Monday, February 03, 2014

Number One Gun



So, we come to our the third and last trailer in our brief Lindsay Shonteff season of random movie trailers.  Well, I say trailer, but this - the only footage related to Number One Gun that I could find anywhere online - looks more like a promo reel of the sort you'd show potential distributors.  Indeed, I know that Shonteff had real problems getting any distributors, anywhere, to buy this movie.  He took a big financial hit as a result.  As far as I know, it was never distributed in the UK or US, which would explain the lack of an English-language trailer. 

Anyway, this is the third and final film to feature the UK's 'Number One' secret agent, Charles Bind, played by yet another different actor.  Whilst Number One's previous incarnations, Nicky Henson and Gareth Hunt, had both enjoyed relatively high-profile roles on TV (and in Henson's case, film as well), Michael Howe, who took over the role for this outing, was a relative unknown, reflecting, no doubt, a drastically reduced budget, (which, bearing in mind the shoestring budgets of the previous two films, is really saying something).  Best known for having played the lead in a children's TV drama in the early 1970s, Number One Gun didn't make Howe into a film star, although he continues to make guest appearances on TV, appears in the occasional film and has enjoyed a successful stage career (I believe he's currently appearing in the West End in the Lloyd-Webber musical Scandal).

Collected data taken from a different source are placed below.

PR #123, opened 2018-03-29
Go to roomba

Quinnan-Gill:
This is a new file in order that uses the translate stop planner to move to a roomba making it them easier to use track roomba


src/iarc7_motion/iarc_tasks/go_to_roomba_task.py
```diff
@@ -0,0 +1,190 @@
...
+                if(transStamped.transform.translation.z > self._MIN_MANEUVER_HEIGHT):
+                    """ quarantine"""
+                    # check if the roomba is in range
+                    if not self._check_roomba_in_sight():
+                        return (TaskAborted(msg='The provided roomba is not in sight of quad'),)
+                    elif self._on_ground():
+                        return (TaskDone(),)
+
+                    try:
+                        roomba_transform = self.topic_buffer.get_tf_buffer().lookup_transform(
```
asaba96: Same comment as below. Why do we need to lookup any transforms? Why can’t we just use the current roomba position in ‘self._roomba_odometry‘? Is it to guarantee the appropriate frame?

src/iarc7_motion/iarc_tasks/go_to_roomba_task.py
```diff
@@ -0,0 +1,190 @@
...
+                        return (TaskDone(), VelocityCommand(hold_twist))
+                    elif not self._path_holder.is_done():
+                        return (TaskRunning(), VelocityCommand(hold_twist))
+                    else:
+                        return (TaskDone(), VelocityCommand(hold_twist))
+                else:
+                    return (TaskFailed(msg='Fell below minimum manuever height during translation'),)
+
+
+            return (TaskAborted(msg='Impossible state in takeoff task reached'))
```
asaba96: Comment needs updated

src/iarc7_motion/iarc_tasks/go_to_roomba_task.py
```diff
@@ -0,0 +1,190 @@
...
+    translate = 1
+
+class GoToRoombaTask(AbstractTask):
+
+    def __init__(self, task_request):
+        super(GoToRoombaTask, self).__init__()
+
+        self._roomba_id = task_request.frame_id + '/base_link'
+
+        if self._roomba_id is None:
```
asaba96: This check will always pass; rather it needs to check to see if roomba ID is equal to ‘/base_link‘

src/iarc7_motion/iarc_tasks/go_to_roomba_task.py
```diff
@@ -0,0 +1,190 @@
...
+            raise ValueError('A null roomba id was provided')
+
+        self._roomba_odometry = None
+        self._roomba_point = None
+        self._limiter = AccelerationLimiter()
+
```
asaba96: You create class variables, such as roomba point check level quad, but don’t initiate them here in the constructor.

src/iarc7_motion/iarc_tasks/go_to_roomba_task.py
```diff
@@ -0,0 +1,190 @@
...
+        self._canceled = False;
+        self._last_update_time = None
+        self._current_velocity = None
+        self._transition = None
+
+        self._lock = threading.RLock()
+
+        self._x_position = task_request.x_position
```
asaba96: The task request wouldn’t be sending in a x or y position, but rather a roomba id, so these are going to be 0.0. This won’t  impact the translate stop planner, but it’s unnecessary code. You can just pass in None for the x and y initial positions to the translate stop planner and that will also work.

src/iarc7_motion/iarc_tasks/go_to_roomba_task.py
```diff
@@ -0,0 +1,190 @@
...
+        self._y_position = task_request.y_position
+
+
+        try:
+            self._TRANSLATION_XYZ_TOLERANCE = rospy.get_param('~translation_xyz_tolerance')
+            self._TRANSFORM_TIMEOUT = rospy.get_param('~transform_timeout')
```
asaba96: There’s a number of parameters here that get retrieved and never used.

src/iarc7_motion/iarc_tasks/go_to_roomba_task.py
```diff
@@ -0,0 +1,190 @@
...
+            self._MIN_MANEUVER_HEIGHT = rospy.get_param('~min_maneuver_height')
+            self._MAX_HORIZ_SPEED = rospy.get_param('~max_translation_speed')
+            self._MAX_TASK_DIST = rospy.get_param('~max_roomba_dist')
+            self._K_X = rospy.get_param('~k_term_tracking_x')
+            self._K_Y = rospy.get_param('~k_term_tracking_y')
+            self._z_position = rospy.get_param('~track_roomba_height')
+        except KeyError as e:
+            rospy.logerr('Could not lookup a parameter for xyztranslation task')
```
asaba96: Comment needs updated.

src/iarc7_motion/iarc_tasks/go_to_roomba_task.py
```diff
@@ -0,0 +1,190 @@
...
+            raise
+
+        # Check that we aren't being requested to go below the minimum maneuver height
+        # Error straight out if that's the case. If we are currently below the minimum height
+        # It will be caught and handled on the next update
+        if self._z_position < self._MIN_MANEUVER_HEIGHT :
+            raise ValueError('Requested z height was below the minimum maneuver height')
+
+        # fc status?
```
asaba96: What does this comment mean?

src/iarc7_motion/iarc_tasks/go_to_roomba_task.py
```diff
@@ -0,0 +1,190 @@
...
+import rospy
+import tf2_ros
+import tf2_geometry_msgs
+import threading
+
+from geometry_msgs.msg import TwistStamped
+from geometry_msgs.msg import Point
+from geometry_msgs.msg import PointStamped
+
+from task_utilities.acceleration_limiter import AccelerationLimiter
```
asaba96: This import isn’t needed.

src/iarc7_motion/iarc_tasks/task_utilities/translate_stop_planner.py
```diff
@@ -52,6 +51,12 @@ def get_xyz_hold_response(self):
                 response.header.frame_id = 'level_quad'
             return response
 
+    def reinitialize_translation_stop_planner(self, x=None, y=None, z=None):
```
asaba96: We should do checks here that the new values aren’t None before reassignment. Otherwise we could have undefined behavior or unhandled exceptions.

src/iarc7_motion/iarc_tasks/task_utilities/translate_stop_planner.py
```diff
@@ -106,14 +111,8 @@ def _calculate_triangle_acceleration(self,
             # otherwise just keep accelerating
             if required_deceleration < self._desired_acceleration:
                 # If these two things are true we've been decelerating too fast
-                if (self._acceleration_went_negative and
```
asaba96: Can someone explain why this was removed and why it isn’t needed anymore?

param/low_level_motion_sim.yaml
```diff
@@ -52,7 +52,7 @@ level_flight_required_height: 0.35
 level_flight_required_hysteresis: 0.10
 
 update_frequency: 60.0
-startup_timeout: 10.0
+startup_timeout: 20.0
```
asaba96: Is there a reason we changed this?

asaba96:
(Making a comment) I am curious as to the reasoning behind using transforms for everything when we can get the roombas map positions from the roomba odometry. The same can be said for the drone’s current height. Finally, if we had an ending radius specified by the task request (which we probably will want anyway) and provided that to the translate stop planner, we won’t need to find how far away the roomba is from the drone, since the translate stop planner will be doing this check already.

src/iarc7_motion/iarc_task_action_client.py
```diff
@@ -0,0 +1,59 @@
+
+import threading
```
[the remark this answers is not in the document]
Quinnan-Gill: Sorry this response took so long, got VMware fusion and I was having trouble trying to move the changes to that.

As For the file. I delete it, it was from the last project I was working on.

src/iarc7_motion/iarc_tasks/go_to_roomba_task.py
```diff
@@ -0,0 +1,190 @@
...
+                                                    self._z_position)
+
+        self._state = GoToRoombaState.init
+
+
+    def get_desired_command(self):
+        with self._lock:
+            if self._canceled:
+                return (TaskCanceled(),)
+            if self._state == GoToRoombaState.init:
```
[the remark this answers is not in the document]
Quinnan-Gill: Fixed

src/iarc7_motion/iarc_tasks/go_to_roomba_task.py
```diff
@@ -0,0 +1,190 @@
...
+                    rospy.logerr('GoToRoombaTask: Exception when looking up transform')
+                    rospy.logerr(ex.message)
+                    return (TaskAborted(msg = 'Exception when looking up transform during go_to_roomba'),)
+
+                if(transStamped.transform.translation.z > self._MIN_MANEUVER_HEIGHT):
+                    """ quarantine"""
+                    # check if the roomba is in range
+                    if not self._check_roomba_in_sight():
+                        return (TaskAborted(msg='The provided roomba is not in sight of quad'),)
+                    elif self._on_ground():
```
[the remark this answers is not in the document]
Quinnan-Gill: Removed this

src/iarc7_motion/iarc_tasks/go_to_roomba_task.py
Quinnan-Gill: I added it a while ago, I don't remember what it does, so I remove it

src/iarc7_motion/iarc_tasks/go_to_roomba_task.py
Quinnan-Gill: Removed the import

src/iarc7_motion/iarc_tasks/task_utilities/translate_stop_planner.py
Quinnan-Gill: Added the check

src/iarc7_motion/iarc_tasks/go_to_roomba_task.py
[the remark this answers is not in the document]
Quinnan-Gill: Actually it is used to initialize the value for roomba odometer

param/low_level_motion_sim.yaml
amiller27: This is just so that stuff doesn't time out in VMs, it shouldn't be in the PR

src/iarc7_motion/iarc_tasks/go_to_roomba_task.py
```diff
@@ -0,0 +1,190 @@
...
+                                                            stamped_point, roomba_check_pos)
+
+
+                    roomba_x_velocity = self._roomba_odometry.twist.twist.linear.x
+                    roomba_y_velocity = self._roomba_odometry.twist.twist.linear.y
+
+                    x_vel_target = self._roomba_point_map.point.x + roomba_x_velocity
+                    y_vel_target = self._roomba_point_map.point.y + roomba_y_velocity
+                    
+                    self._path_holder.reinitialize_translation_stop_planner(x_vel_target,
```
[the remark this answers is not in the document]
Quinnan-Gill: Wouldn't this mean that the make it so that it could track a moving Roomba's position. I also played around with this quite a bit and this seemed to be the combination that worked

src/iarc7_motion/iarc_tasks/go_to_roomba_task.py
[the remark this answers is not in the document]
asaba96: no, I was referring to the `self._on_ground()` call, which we shouldn't need to be checking.

src/iarc7_motion/iarc_tasks/task_utilities/translate_stop_planner.py
```diff
@@ -53,6 +53,10 @@ def get_xyz_hold_response(self):
 
     def reinitialize_translation_stop_planner(self, x=None, y=None, z=None):
         with self._lock:
+            if (x is None or y is None or z is None):
+                rospy.logerr('Exception: Undefined behavoir when retinitializing translate stop planner')
```
asaba96: I was thinking of if you do not change the value (i.e. you pass in `None` for x or leave the default value), then the function will retain the current end goal for the respective dimension (x in my example).

param/low_level_motion_sim.yaml
asaba96: So please revert this value back.

src/iarc7_motion/iarc_tasks/go_to_roomba_task.py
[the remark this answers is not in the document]
asaba96: Can you please clarify your remark?

src/iarc7_motion/iarc_tasks/go_to_roomba_task.py
```diff
@@ -0,0 +1,186 @@
...
+                self._roomba_odometry = odometry
+                return True
+        return False
+
+    def _check_max_roomba_range(self,):
+        _distance_to_roomba = math.sqrt(self._roomba_point_level_quad.point.x**2 +
+                            self._roomba_point_level_quad.point.y**2)
+        return (_distance_to_roomba <= self._MAX_TASK_DIST * 0.75)
+
+    def _on_ground(self):
```
asaba96: We should not be checking if we are on the ground in this task, as it shouldn't be landing the drone.

src/iarc7_motion/iarc_tasks/go_to_roomba_task.py
```diff
@@ -0,0 +1,186 @@
...
+        return self.topic_buffer.get_landing_message().data
+    """ quarantive methods end """
```
asaba96: Quarantine comment

src/iarc7_motion/iarc_tasks/go_to_roomba_task.py
```diff
@@ -0,0 +1,186 @@
...
+                        return (TaskRunning(), VelocityCommand(hold_twist))
+                    else:
+                        return (TaskDone(), VelocityCommand(hold_twist))
+                else:
+                    return (TaskFailed(msg='Fell below minimum manuever height during translation'),)
+
+
+            return (TaskAborted(msg='Impossible state in takeoff task reached'))
+
+    """ qurantine methods """
```
asaba96: Quarantine comment

src/iarc7_motion/iarc_tasks/go_to_roomba_task.py
```diff
@@ -0,0 +1,190 @@
...
+
+                    x_vel_target = self._roomba_point_map.point.x + roomba_x_velocity
+                    y_vel_target = self._roomba_point_map.point.y + roomba_y_velocity
+                    
+                    self._path_holder.reinitialize_translation_stop_planner(x_vel_target,
+                                                                            y_vel_target,
+                                                                            self._z_position)
+
+
+                    """ quarantine end"""
```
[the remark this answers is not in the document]
Quinnan-Gill: Removed the comment

src/iarc7_motion/iarc_tasks/go_to_roomba_task.py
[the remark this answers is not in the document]
Quinnan-Gill: go to Roomba will not work if I just do the Roomba odometery (this meaning that I just do `self._roomba_odometry.twist.twist.linear.x`)

asaba96:
Also forgot to say, this needs rebased

src/iarc7_motion/iarc_tasks/go_to_roomba_task.py
Quinnan-Gill: Removed

src/iarc7_motion/iarc_tasks/go_to_roomba_task.py
Quinnan-Gill: Removed the comment

src/iarc7_motion/iarc_tasks/go_to_roomba_task.py
Quinnan-Gill: Removed the comment

param/low_level_motion_sim.yaml
Quinnan-Gill: Change is reverted

src/iarc7_motion/iarc_tasks/task_utilities/translate_stop_planner.py
Quinnan-Gill: Ok so don't raise an error?

src/iarc7_motion/iarc_tasks/go_to_roomba_task.py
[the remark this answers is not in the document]
Quinnan-Gill: Actually is there another property of self._roomba_odometry that will do what is above but require no transforms?

src/iarc7_motion/iarc_tasks/go_to_roomba_task.py
```diff
@@ -0,0 +1,190 @@
...
+                                        rospy.Duration(self._TRANSFORM_TIMEOUT))
+                        roomba_check_pos = self.topic_buffer.get_tf_buffer().lookup_transform(
+                                         'level_quad',
+                                         self._roomba_id,
+                                         rospy.Time(0),
+                                         rospy.Duration(self._TRANSFORM_TIMEOUT))
+                    except (tf2_ros.LookupException,
+                            tf2_ros.ConnectivityException,
+                            tf2_ros.ExtrapolationException) as ex:
+                        rospy.logerr('ObjectTrackTask: Exception when looking up transform')
```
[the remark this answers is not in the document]
Quinnan-Gill: Changed the comment

src/iarc7_motion/iarc_tasks/go_to_roomba_task.py
Quinnan-Gill: Comment changed

src/iarc7_motion/iarc_tasks/go_to_roomba_task.py
Quinnan-Gill: Changed the statement to check if it is equal to `'/base_link'`

src/iarc7_motion/iarc_tasks/go_to_roomba_task.py
Quinnan-Gill: Changed the values to None

src/iarc7_motion/iarc_tasks/task_utilities/translate_stop_planner.py
asaba96: No, but merely check each value and see if its None. If it is, then don't change the goal for that value in the planner.

src/iarc7_motion/iarc_tasks/go_to_roomba_task.py
```diff
@@ -0,0 +1,190 @@
...
+                    y_vel_target = self._roomba_point_map.point.y + roomba_y_velocity
+                    
+                    self._path_holder.reinitialize_translation_stop_planner(x_vel_target,
+                                                                            y_vel_target,
+                                                                            self._z_position)
+
+
+                    """ quarantine end"""
+                    hold_twist = self._path_holder.get_xyz_hold_response()
+                    if self._check_max_roomba_range():
```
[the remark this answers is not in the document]
Quinnan-Gill: I see your point, but I do not know how to do this.

src/iarc7_motion/iarc_tasks/task_utilities/translate_stop_planner.py
```diff
@@ -52,6 +51,15 @@ def get_xyz_hold_response(self):
...
             return response
 
+    def reinitialize_translation_stop_planner(self, x=None, y=None, z=None):
+        with self._lock:
+            if not x is None:
+                self._hold_x = x
+            if not y is None:
+                self._hold_y = y
+            if not z is None:
+                self._hold_z
```
asaba96: You’re missing the assignment here

src/iarc7_motion/iarc_tasks/track_roomba_task.py
```diff
@@ -83,6 +83,7 @@ def __init__(self, task_request):
 
     def get_desired_command(self):
         with self._lock:
+
```
asaba96: Possible to remove the cosmetic line addition? Otherwise I think you might run into merge issues when you rebase.

src/iarc7_motion/iarc_tasks/go_to_roomba_task.py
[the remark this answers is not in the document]
asaba96: For clarification, I was imagining a check like this: https://github.com/Pitt-RAS/iarc7_motion/blob/master/src/iarc7_motion/iarc_tasks/track_roomba_task.py#L98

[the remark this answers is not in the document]
Quinnan-Gill: This is already done on the line below (line 99)

src/iarc7_motion/iarc_tasks/task_utilities/translate_stop_planner.py
Quinnan-Gill: Fixed

src/iarc7_motion/iarc_tasks/track_roomba_task.py
Quinnan-Gill: Removed that line

src/iarc7_motion/iarc_tasks/task_utilities/translate_stop_planner.py
Quinnan-Gill: I don't remember why I removed it

src/iarc7_motion/iarc_tasks/go_to_roomba_task.py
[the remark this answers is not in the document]
Quinnan-Gill: Added the check

Quinnan-Gill:
Also, you were write in not needing all those transforms. I all of the ones that I thought were not needed.

asaba96:
This needs rebased. Additionally, I think it would be nice for the task request to specify an ending radius to the roomba. This would mean that the translate stop planner would accept a customizable radius instead of loading it in as a parameter. @amiller27 any thoughts on this functionality?

asaba96:
Specifically I’m referring to this in the translate stop planner: https://github.com/Pitt-RAS/iarc7_motion/blob/master/src/iarc7_motion/iarc_tasks/task_utilities/translate_stop_planner.py#L27

src/iarc7_motion/iarc_tasks/track_roomba_task.py
Quinnan-Gill: Fixed this.

src/iarc7_motion/iarc_tasks/go_to_roomba_task.py
```diff
@@ -0,0 +1,140 @@
...
+        self._lock = threading.RLock()
+
+        self._x_position = None
+        self._y_position = None
+
+
+        try:
+            self._TRANSFORM_TIMEOUT = rospy.get_param('~transform_timeout')
+            self._MIN_MANEUVER_HEIGHT = rospy.get_param('~min_maneuver_height')
+            self._MAX_TASK_DIST = rospy.get_param('~max_roomba_dist')
```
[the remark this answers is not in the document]
Quinnan-Gill: Deleted

src/iarc7_motion/iarc_tasks/track_roomba_task.py
amiller27: For future reference, removing changes like this will not make the rebase easier, if anything you'll have to fix the merge twice as many times (unless, to remove the change, you amend the commit instead of adding a new commit).

asaba96: Yeah he’d have to squash his commits.

src/iarc7_motion/iarc_tasks/task_utilities/translate_stop_planner.py
asaba96: @amiller27 @aftersomemath do either of you know why?

amiller27:
That functionality is out of scope for this PR.

src/iarc7_motion/iarc_tasks/task_utilities/translate_stop_planner.py
amiller27: I said to remove it because it doesn't really make sense for a changing endpoint.  This is fine for now; we might need some extra stuff later if we have problems with oscillations near the endpoint, but that's out of scope.

asaba96:
@Quinnan-Gill I rebased this and added in the ending radius functionality that I needed for my work in iarc7_abstract. @amiller27 @aftersomemath this should be good for final review.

Another sign of the reduced budget is the fact that Number One is now toting only a single magnum revolver, rather than the pair sported by both Henson and Hunt in their outings.  Indeed, the footage in this trailer generally looks far less slick than in the previous films, with the appearance of a TV episode rather than a feature film.  Most interestingly, whilst the first two films were clearly parodying the then contemporary Roger Moore Bond movies, this one seems to parodying those first two films, with every scene apparently played for laughs.  Of course, by the time Number One Gun appeared, Timothy Dalton was 007 and the Bond series had taken a more serious turn. 

So, there you have it, three trailers representing the career of a low-budget film maker who managed to a carve a reasonably successful career at a time when the, according to populat wisdom, the British film industry was all but dead and buried.  Yet Shonteff continued to find funding and continued to make films - most of which actually made money.